▶ _Exercise objective_
The records below must be transcribed precisely and in full.

Stored data

:::

PR #11070, opened 2019-06-11
[SignalR] Pass a resource into IPolicyEvaluator for Hub method auth

### LINKED ISSUE #5279: Should SignalR pass a resource into IPolicyEvaluator?
MVC passes in the AuthorizationFilterContext.  SignalR should decide what resource is appropriate (if any)

BrennanConroy:
Fixes https://github.com/aspnet/AspNetCore/issues/5279

I'd like to get some feedback on what we should be passing into the resource. Currently I'm using the `HubCallerContext` and the hub method name and hub method arguments.


src/SignalR/server/Core/src/Internal/DefaultHubDispatcher.cs
```diff
@@ -479,22 +479,22 @@ private static async Task<object> ExecuteHubMethod(ObjectMethodExecutor methodEx
         private void InitializeHub(THub hub, HubConnectionContext connection)
         {
             hub.Clients = new HubCallerClients(_hubContext.Clients, connection.ConnectionId);
-            hub.Context = new DefaultHubCallerContext(connection);
+            hub.Context = connection.HubCallerContext;
```
davidfowl: YESSS

src/SignalR/server/Core/src/Internal/DefaultHubDispatcher.cs
```diff
@@ -479,22 +479,22 @@ private static async Task<object> ExecuteHubMethod(ObjectMethodExecutor methodEx
...
+        private Task<bool> IsHubMethodAuthorized(IServiceProvider provider, HubConnectionContext hubConnectionContext, IList<IAuthorizeData> policies, string hubMethodName, object[] hubMethodArguments)
         {
             // If there are no policies we don't need to run auth
             if (!policies.Any())
             {
                 return TaskCache.True;
             }
 
-            return IsHubMethodAuthorizedSlow(provider, principal, policies);
+            return IsHubMethodAuthorizedSlow(provider, hubConnectionContext.User, policies, new AuthHubConnectionContext(hubConnectionContext, hubMethodName, hubMethodArguments));
```
davidfowl: Noo, allocations...

BrennanConroy: Haha, I know, it's draft for a reason

src/SignalR/server/Core/src/Internal/DefaultHubDispatcher.cs
```diff
@@ -570,4 +570,16 @@ public override IReadOnlyList<Type> GetParameterTypes(string methodName)
...
+    public class AuthHubConnectionContext : DefaultHubCallerContext
+    {
+        public AuthHubConnectionContext(HubConnectionContext connection, string hubMethodName, object[] hubMethodArguments) : base(connection)
+        {
+            HubMethodName = hubMethodName;
+            HubMethodArguments = hubMethodArguments;
+        }
+
+        public string HubMethodName { get; }
+        public IReadOnlyList<object> HubMethodArguments { get; }
```
anurse: Open question (which @BrennanConroy and I talked about earlier): Should the arguments be included?

src/SignalR/server/Core/src/Internal/DefaultHubDispatcher.cs
anurse: The tricky thing is figuring out how to avoid this allocation. We could pool them maybe but that's a bunch of work. What about skipping this whole path if there are no policies?

BrennanConroy: >What about skipping this whole path if there are no policies?

We already do that https://github.com/aspnet/AspNetCore/pull/11070#discussion-diff-292252496R489

anurse: Does that temper your concern about allocations @davidfowl ? If there is no auth policy on a hub method we won't allocate.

:::

▶ _Result_
PR #11070, opened 2019-06-11
[SignalR] Pass a resource into IPolicyEvaluator for Hub method auth

### LINKED ISSUE #5279: Should SignalR pass a resource into IPolicyEvaluator?
MVC passes in the AuthorizationFilterContext.  SignalR should decide what resource is appropriate (if any)

BrennanConroy:
Fixes https://github.com/aspnet/AspNetCore/issues/5279

I'd like to get some feedback on what we should be passing into the resource. Currently I'm using the `HubCallerContext` and the hub method name and hub method arguments.


src/SignalR/server/Core/src/Internal/DefaultHubDispatcher.cs
```diff
@@ -479,22 +479,22 @@ private static async Task<object> ExecuteHubMethod(ObjectMethodExecutor methodEx
         private void InitializeHub(THub hub, HubConnectionContext connection)
         {
             hub.Clients = new HubCallerClients(_hubContext.Clients, connection.ConnectionId);
-            hub.Context = new DefaultHubCallerContext(connection);
+            hub.Context = connection.HubCallerContext;
```
davidfowl: YESSS

src/SignalR/server/Core/src/Internal/DefaultHubDispatcher.cs
```diff
@@ -479,22 +479,22 @@ private static async Task<object> ExecuteHubMethod(ObjectMethodExecutor methodEx
...
+        private Task<bool> IsHubMethodAuthorized(IServiceProvider provider, HubConnectionContext hubConnectionContext, IList<IAuthorizeData> policies, string hubMethodName, object[] hubMethodArguments)
         {
             // If there are no policies we don't need to run auth
             if (!policies.Any())
             {
                 return TaskCache.True;
             }
 
-            return IsHubMethodAuthorizedSlow(provider, principal, policies);
+            return IsHubMethodAuthorizedSlow(provider, hubConnectionContext.User, policies, new AuthHubConnectionContext(hubConnectionContext, hubMethodName, hubMethodArguments));
```
davidfowl: Noo, allocations...

BrennanConroy: Haha, I know, it's draft for a reason

src/SignalR/server/Core/src/Internal/DefaultHubDispatcher.cs
```diff
@@ -570,4 +570,16 @@ public override IReadOnlyList<Type> GetParameterTypes(string methodName)
...
+    public class AuthHubConnectionContext : DefaultHubCallerContext
+    {
+        public AuthHubConnectionContext(HubConnectionContext connection, string hubMethodName, object[] hubMethodArguments) : base(connection)
+        {
+            HubMethodName = hubMethodName;
+            HubMethodArguments = hubMethodArguments;
+        }
+
+        public string HubMethodName { get; }
+        public IReadOnlyList<object> HubMethodArguments { get; }
```
anurse: Open question (which @BrennanConroy and I talked about earlier): Should the arguments be included?

src/SignalR/server/Core/src/Internal/DefaultHubDispatcher.cs
anurse: The tricky thing is figuring out how to avoid this allocation. We could pool them maybe but that's a bunch of work. What about skipping this whole path if there are no policies?

BrennanConroy: >What about skipping this whole path if there are no policies?

We already do that https://github.com/aspnet/AspNetCore/pull/11070#discussion-diff-292252496R489

anurse: Does that temper your concern about allocations @davidfowl ? If there is no auth policy on a hub method we won't allocate.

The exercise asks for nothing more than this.